**Task instructions:** Starting at the line that has "The GraphQL panel" and stopping after the line that has "one is used.", reproduce the listing below exactly; omit everything else.

**Entries supplied:**
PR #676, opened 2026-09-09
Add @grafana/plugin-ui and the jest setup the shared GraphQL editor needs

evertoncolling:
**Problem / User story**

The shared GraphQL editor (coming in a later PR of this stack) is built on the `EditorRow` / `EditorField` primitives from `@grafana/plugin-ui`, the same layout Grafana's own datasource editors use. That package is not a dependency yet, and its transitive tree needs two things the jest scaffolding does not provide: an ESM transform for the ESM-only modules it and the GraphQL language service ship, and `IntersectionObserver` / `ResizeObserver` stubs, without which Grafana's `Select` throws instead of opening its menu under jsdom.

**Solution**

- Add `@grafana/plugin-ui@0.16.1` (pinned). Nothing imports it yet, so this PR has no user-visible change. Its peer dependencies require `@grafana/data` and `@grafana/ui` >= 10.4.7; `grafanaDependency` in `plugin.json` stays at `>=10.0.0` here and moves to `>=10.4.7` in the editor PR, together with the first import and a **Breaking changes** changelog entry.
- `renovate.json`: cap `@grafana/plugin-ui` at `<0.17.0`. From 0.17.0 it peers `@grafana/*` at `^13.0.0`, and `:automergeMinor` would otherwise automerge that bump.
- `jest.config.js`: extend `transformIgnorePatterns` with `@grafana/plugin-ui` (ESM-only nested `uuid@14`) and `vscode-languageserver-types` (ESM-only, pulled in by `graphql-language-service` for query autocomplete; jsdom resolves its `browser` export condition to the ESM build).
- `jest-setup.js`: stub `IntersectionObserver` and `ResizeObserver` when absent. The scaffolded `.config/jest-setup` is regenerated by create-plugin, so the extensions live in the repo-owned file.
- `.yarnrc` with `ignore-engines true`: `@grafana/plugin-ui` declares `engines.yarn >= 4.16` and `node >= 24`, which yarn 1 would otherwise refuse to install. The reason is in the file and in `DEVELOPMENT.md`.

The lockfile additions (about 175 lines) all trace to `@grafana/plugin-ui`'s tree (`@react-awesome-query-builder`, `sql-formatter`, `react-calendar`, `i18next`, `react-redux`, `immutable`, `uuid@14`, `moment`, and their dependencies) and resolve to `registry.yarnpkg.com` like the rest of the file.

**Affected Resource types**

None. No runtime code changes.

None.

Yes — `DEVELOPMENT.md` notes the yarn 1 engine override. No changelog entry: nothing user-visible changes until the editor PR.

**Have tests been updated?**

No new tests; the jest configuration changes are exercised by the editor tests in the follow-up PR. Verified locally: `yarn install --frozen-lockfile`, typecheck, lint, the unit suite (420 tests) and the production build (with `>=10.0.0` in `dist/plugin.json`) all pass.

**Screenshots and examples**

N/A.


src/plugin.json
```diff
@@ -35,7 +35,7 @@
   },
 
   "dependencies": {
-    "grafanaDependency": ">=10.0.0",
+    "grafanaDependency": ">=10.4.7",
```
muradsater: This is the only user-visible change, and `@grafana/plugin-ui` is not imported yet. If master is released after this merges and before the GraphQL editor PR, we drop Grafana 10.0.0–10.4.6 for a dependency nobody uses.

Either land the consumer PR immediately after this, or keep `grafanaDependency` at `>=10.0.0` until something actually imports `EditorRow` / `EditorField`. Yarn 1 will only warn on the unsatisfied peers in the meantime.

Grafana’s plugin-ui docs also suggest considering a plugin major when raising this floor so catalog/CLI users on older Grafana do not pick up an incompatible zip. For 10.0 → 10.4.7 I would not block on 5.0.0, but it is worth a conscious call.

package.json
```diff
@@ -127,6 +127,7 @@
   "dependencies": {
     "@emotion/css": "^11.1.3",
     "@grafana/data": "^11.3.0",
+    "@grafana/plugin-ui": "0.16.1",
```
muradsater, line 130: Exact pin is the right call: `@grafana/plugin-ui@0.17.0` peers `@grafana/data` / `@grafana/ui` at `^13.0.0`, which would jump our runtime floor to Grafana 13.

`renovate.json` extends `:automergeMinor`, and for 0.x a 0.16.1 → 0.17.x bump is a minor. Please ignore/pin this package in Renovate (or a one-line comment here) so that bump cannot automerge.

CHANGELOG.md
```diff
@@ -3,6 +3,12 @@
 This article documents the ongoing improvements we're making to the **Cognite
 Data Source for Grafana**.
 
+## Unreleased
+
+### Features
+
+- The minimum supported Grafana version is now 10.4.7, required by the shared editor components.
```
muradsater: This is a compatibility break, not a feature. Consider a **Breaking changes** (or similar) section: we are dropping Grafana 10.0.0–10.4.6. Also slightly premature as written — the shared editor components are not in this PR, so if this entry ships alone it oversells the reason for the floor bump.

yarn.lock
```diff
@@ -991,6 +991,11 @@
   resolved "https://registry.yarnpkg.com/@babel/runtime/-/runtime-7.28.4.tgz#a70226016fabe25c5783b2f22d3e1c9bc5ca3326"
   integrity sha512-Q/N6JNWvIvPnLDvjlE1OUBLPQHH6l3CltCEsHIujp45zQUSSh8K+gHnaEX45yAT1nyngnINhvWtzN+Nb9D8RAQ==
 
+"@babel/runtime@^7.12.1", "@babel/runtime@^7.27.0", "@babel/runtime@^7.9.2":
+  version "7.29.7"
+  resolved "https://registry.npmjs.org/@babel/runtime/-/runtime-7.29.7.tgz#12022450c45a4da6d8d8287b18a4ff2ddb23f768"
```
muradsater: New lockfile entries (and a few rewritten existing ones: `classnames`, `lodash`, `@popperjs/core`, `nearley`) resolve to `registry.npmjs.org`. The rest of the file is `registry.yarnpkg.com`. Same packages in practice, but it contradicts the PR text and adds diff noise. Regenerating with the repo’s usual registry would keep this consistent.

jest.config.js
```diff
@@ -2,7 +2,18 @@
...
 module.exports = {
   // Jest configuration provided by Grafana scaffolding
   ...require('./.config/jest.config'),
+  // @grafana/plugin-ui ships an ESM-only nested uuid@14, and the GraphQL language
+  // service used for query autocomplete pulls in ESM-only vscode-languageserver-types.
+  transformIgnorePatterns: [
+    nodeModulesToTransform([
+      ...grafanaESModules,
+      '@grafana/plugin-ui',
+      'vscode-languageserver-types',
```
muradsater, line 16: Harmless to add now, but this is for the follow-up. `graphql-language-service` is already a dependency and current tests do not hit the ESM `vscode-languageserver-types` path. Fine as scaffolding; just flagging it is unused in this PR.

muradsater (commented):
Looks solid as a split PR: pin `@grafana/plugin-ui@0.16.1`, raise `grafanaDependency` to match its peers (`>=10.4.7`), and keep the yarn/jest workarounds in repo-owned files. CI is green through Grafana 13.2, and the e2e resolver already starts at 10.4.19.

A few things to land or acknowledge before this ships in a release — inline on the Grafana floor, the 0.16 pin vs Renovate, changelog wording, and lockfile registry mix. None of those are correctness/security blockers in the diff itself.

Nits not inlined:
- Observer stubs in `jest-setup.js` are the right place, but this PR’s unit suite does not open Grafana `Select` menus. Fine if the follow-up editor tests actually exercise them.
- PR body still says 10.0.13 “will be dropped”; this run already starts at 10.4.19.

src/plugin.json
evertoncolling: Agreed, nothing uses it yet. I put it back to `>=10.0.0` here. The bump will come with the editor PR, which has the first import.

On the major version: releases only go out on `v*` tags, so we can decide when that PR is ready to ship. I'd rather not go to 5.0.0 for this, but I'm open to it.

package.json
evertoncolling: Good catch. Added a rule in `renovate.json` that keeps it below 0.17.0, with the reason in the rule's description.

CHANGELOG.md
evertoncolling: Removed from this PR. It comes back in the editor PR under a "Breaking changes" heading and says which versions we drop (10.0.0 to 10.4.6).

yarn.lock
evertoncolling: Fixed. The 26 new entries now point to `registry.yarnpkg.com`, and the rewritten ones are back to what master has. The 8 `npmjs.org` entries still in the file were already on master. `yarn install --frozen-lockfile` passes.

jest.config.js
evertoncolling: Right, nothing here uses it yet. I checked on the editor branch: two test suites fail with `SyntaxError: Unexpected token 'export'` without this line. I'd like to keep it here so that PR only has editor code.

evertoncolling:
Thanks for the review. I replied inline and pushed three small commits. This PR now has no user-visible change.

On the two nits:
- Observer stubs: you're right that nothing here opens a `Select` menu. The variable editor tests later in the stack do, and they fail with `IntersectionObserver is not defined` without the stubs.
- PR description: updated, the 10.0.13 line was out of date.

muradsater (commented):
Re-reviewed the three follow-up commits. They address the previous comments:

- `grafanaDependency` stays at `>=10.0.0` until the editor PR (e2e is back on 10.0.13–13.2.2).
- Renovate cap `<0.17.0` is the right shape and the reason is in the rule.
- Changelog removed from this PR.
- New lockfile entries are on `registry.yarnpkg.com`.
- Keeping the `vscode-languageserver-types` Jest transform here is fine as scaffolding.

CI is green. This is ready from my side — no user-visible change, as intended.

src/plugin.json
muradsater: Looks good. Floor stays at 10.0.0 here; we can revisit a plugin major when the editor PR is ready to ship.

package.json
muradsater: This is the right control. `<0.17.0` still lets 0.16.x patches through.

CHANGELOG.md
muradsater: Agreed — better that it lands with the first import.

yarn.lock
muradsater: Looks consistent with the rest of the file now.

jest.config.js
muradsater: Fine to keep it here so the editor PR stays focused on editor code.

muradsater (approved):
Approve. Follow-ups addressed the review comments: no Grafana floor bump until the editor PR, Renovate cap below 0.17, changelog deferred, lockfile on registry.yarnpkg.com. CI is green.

--

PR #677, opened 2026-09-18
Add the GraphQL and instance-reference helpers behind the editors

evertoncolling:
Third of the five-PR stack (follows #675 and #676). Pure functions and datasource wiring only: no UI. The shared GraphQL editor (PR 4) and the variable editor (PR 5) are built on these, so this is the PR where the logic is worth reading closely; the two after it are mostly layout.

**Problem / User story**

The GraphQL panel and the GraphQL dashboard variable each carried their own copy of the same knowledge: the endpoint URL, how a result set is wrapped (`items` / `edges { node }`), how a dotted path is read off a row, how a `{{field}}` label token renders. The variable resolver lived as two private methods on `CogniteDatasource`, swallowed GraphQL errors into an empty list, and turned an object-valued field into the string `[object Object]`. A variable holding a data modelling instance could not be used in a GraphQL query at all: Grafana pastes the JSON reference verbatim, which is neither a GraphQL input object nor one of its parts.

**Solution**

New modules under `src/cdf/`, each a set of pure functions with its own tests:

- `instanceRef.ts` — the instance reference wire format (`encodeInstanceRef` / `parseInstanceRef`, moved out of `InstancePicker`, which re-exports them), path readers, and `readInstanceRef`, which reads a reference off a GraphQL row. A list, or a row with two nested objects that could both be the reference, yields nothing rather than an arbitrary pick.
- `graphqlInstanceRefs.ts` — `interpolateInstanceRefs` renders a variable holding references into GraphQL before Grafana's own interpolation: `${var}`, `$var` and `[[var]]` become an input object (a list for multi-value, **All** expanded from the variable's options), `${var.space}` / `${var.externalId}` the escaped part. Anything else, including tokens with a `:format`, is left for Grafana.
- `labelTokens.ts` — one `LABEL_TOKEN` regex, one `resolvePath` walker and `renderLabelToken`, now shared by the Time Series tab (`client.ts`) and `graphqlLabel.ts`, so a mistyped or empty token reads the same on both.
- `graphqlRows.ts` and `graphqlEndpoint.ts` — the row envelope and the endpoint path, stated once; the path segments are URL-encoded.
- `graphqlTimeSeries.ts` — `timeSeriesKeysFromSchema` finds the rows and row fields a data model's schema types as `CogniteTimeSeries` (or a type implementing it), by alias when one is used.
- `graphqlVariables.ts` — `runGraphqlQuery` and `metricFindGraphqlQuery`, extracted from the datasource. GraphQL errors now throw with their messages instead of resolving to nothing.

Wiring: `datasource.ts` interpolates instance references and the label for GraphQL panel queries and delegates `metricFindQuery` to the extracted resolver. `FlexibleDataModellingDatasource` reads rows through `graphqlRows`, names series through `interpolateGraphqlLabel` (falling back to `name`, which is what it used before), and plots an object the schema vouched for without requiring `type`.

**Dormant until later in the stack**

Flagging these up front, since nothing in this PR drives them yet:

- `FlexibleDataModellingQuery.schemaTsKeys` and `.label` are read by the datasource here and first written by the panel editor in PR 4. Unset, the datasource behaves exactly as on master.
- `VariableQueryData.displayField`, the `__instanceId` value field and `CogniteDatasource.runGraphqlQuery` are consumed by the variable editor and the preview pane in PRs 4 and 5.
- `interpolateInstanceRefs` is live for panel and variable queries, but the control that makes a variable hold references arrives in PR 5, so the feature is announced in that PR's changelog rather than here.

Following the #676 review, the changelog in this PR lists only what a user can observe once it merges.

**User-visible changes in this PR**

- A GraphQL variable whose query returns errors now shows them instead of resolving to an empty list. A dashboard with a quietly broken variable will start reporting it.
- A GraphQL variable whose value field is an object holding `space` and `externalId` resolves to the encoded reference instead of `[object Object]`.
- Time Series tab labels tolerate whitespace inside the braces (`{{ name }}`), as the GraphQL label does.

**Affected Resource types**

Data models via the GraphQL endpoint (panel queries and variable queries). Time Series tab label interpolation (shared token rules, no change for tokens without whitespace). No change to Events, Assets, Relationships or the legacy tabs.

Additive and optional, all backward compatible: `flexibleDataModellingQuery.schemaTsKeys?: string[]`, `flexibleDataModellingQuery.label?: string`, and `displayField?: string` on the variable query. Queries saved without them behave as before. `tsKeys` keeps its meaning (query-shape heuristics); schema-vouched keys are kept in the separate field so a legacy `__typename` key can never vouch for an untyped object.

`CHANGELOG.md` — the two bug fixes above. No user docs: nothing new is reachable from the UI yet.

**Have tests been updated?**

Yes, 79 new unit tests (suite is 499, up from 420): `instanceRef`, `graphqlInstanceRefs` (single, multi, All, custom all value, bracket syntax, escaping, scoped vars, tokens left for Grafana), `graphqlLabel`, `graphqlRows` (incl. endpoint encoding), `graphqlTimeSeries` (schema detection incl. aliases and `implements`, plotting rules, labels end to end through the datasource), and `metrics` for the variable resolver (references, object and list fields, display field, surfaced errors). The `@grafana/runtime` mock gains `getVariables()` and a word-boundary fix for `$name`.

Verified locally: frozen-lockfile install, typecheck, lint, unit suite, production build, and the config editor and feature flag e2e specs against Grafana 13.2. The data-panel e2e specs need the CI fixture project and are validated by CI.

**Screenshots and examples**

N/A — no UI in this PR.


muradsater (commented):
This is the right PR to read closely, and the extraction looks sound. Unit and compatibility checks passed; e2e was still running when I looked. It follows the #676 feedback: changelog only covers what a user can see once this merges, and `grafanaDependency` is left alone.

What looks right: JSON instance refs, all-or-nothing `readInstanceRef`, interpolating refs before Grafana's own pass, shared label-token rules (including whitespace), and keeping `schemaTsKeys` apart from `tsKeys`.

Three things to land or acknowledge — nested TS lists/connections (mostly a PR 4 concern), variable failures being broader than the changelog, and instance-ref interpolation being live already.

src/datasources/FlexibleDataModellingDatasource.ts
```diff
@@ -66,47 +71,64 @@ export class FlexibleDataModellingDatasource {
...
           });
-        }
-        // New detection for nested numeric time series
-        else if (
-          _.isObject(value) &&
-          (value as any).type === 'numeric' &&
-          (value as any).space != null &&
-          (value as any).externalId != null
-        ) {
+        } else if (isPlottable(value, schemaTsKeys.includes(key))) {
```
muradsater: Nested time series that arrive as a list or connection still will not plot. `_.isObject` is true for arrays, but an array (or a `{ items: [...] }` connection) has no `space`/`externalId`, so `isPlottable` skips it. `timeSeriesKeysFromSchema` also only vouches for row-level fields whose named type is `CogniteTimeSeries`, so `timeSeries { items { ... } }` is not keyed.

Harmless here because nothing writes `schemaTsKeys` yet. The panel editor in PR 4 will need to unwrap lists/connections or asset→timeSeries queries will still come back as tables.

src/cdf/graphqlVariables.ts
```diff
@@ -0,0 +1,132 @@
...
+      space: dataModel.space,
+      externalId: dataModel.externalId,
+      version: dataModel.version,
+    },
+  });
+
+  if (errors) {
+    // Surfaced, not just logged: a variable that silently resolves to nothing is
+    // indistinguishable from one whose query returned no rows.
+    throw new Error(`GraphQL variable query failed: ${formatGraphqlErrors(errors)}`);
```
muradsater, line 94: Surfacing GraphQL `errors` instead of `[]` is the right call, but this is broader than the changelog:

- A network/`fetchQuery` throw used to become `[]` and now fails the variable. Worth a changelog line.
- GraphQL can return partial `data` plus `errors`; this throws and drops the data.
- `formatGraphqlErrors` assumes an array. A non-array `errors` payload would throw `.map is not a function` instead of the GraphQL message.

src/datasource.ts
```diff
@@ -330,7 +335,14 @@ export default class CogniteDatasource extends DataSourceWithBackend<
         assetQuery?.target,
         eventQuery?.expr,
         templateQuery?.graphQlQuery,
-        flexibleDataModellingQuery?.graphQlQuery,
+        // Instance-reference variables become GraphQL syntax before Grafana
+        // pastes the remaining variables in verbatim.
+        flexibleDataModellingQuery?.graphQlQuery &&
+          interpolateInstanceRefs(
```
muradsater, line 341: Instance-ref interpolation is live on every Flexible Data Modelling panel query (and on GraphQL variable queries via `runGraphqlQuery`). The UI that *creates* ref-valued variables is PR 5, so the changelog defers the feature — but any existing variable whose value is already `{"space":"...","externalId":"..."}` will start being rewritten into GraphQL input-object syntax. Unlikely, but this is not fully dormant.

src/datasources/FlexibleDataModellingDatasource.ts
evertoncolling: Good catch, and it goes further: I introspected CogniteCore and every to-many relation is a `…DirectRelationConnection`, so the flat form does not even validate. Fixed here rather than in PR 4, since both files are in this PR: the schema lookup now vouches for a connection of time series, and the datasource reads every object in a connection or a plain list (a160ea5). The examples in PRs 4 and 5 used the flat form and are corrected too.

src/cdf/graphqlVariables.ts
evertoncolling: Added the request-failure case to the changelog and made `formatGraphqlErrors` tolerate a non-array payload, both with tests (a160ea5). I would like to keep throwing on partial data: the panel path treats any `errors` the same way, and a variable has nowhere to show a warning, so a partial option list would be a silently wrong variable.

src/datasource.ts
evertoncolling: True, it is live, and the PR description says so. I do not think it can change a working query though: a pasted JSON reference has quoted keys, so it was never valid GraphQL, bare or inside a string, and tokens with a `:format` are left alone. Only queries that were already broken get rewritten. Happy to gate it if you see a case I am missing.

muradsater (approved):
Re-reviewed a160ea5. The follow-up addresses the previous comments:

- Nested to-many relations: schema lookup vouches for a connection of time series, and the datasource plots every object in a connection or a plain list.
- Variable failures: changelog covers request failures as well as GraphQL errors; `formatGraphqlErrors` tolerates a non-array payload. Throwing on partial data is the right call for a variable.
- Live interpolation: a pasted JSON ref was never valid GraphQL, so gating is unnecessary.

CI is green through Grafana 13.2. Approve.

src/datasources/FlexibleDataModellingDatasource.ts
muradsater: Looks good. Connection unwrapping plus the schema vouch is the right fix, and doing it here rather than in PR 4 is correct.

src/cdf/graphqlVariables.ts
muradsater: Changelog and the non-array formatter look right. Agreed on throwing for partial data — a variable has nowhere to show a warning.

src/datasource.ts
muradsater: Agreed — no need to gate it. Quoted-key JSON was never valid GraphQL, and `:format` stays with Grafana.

--

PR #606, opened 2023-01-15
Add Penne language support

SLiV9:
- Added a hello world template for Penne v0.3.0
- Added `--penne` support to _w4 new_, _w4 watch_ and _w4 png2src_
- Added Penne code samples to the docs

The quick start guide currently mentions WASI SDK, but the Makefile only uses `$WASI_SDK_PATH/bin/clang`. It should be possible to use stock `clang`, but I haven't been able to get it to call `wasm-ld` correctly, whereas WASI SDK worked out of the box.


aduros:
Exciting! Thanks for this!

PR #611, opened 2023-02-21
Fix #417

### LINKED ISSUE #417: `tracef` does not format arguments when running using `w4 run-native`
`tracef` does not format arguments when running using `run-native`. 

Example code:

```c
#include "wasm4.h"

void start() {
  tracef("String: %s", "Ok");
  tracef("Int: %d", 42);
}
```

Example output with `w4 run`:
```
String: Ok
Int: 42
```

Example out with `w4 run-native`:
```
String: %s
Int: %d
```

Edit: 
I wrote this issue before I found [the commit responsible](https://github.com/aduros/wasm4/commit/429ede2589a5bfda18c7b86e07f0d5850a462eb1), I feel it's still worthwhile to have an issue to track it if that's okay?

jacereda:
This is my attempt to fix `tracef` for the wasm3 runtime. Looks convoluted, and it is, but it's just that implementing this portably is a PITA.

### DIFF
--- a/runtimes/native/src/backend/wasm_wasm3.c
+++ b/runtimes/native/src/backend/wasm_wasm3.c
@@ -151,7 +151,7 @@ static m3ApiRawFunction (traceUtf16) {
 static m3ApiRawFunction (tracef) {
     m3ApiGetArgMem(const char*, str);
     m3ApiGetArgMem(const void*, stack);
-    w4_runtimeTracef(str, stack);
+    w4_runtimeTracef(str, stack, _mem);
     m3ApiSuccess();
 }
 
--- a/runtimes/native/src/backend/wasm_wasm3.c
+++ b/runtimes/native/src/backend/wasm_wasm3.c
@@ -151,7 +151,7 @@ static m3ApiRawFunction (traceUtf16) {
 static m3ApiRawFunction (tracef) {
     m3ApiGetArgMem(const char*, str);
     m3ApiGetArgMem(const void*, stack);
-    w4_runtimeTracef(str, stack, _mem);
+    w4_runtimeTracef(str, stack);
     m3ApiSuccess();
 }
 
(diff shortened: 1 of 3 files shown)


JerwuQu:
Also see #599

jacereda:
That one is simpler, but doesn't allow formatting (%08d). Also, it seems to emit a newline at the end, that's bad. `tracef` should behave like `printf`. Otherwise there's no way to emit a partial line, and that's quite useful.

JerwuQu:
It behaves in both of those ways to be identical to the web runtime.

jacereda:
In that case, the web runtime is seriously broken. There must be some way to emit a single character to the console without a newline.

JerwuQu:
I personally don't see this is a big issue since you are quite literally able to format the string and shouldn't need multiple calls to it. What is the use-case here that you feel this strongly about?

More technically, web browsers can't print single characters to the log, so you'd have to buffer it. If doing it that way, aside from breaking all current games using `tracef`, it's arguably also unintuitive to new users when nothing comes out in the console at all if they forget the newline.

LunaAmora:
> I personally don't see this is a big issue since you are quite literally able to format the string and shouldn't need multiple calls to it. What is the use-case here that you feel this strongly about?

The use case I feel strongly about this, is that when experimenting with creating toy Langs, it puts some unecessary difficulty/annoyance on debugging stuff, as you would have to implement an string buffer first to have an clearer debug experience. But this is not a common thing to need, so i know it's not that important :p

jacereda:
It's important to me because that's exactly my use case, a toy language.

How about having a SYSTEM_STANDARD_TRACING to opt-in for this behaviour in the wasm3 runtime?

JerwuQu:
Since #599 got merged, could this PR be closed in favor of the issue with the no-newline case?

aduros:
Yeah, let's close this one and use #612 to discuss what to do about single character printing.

**Written response:**
The GraphQL panel and the GraphQL dashboard variable each carried their own copy of the same knowledge: the endpoint URL, how a result set is wrapped (`items` / `edges { node }`), how a dotted path is read off a row, how a `{{field}}` label token renders. The variable resolver lived as two private methods on `CogniteDatasource`, swallowed GraphQL errors into an empty list, and turned an object-valued field into the string `[object Object]`. A variable holding a data modelling instance could not be used in a GraphQL query at all: Grafana pastes the JSON reference verbatim, which is neither a GraphQL input object nor one of its parts.

**Solution**

New modules under `src/cdf/`, each a set of pure functions with its own tests:

- `instanceRef.ts` — the instance reference wire format (`encodeInstanceRef` / `parseInstanceRef`, moved out of `InstancePicker`, which re-exports them), path readers, and `readInstanceRef`, which reads a reference off a GraphQL row. A list, or a row with two nested objects that could both be the reference, yields nothing rather than an arbitrary pick.
- `graphqlInstanceRefs.ts` — `interpolateInstanceRefs` renders a variable holding references into GraphQL before Grafana's own interpolation: `${var}`, `$var` and `[[var]]` become an input object (a list for multi-value, **All** expanded from the variable's options), `${var.space}` / `${var.externalId}` the escaped part. Anything else, including tokens with a `:format`, is left for Grafana.
- `labelTokens.ts` — one `LABEL_TOKEN` regex, one `resolvePath` walker and `renderLabelToken`, now shared by the Time Series tab (`client.ts`) and `graphqlLabel.ts`, so a mistyped or empty token reads the same on both.
- `graphqlRows.ts` and `graphqlEndpoint.ts` — the row envelope and the endpoint path, stated once; the path segments are URL-encoded.
- `graphqlTimeSeries.ts` — `timeSeriesKeysFromSchema` finds the rows and row fields a data model's schema types as `CogniteTimeSeries` (or a type implementing it), by alias when one is used.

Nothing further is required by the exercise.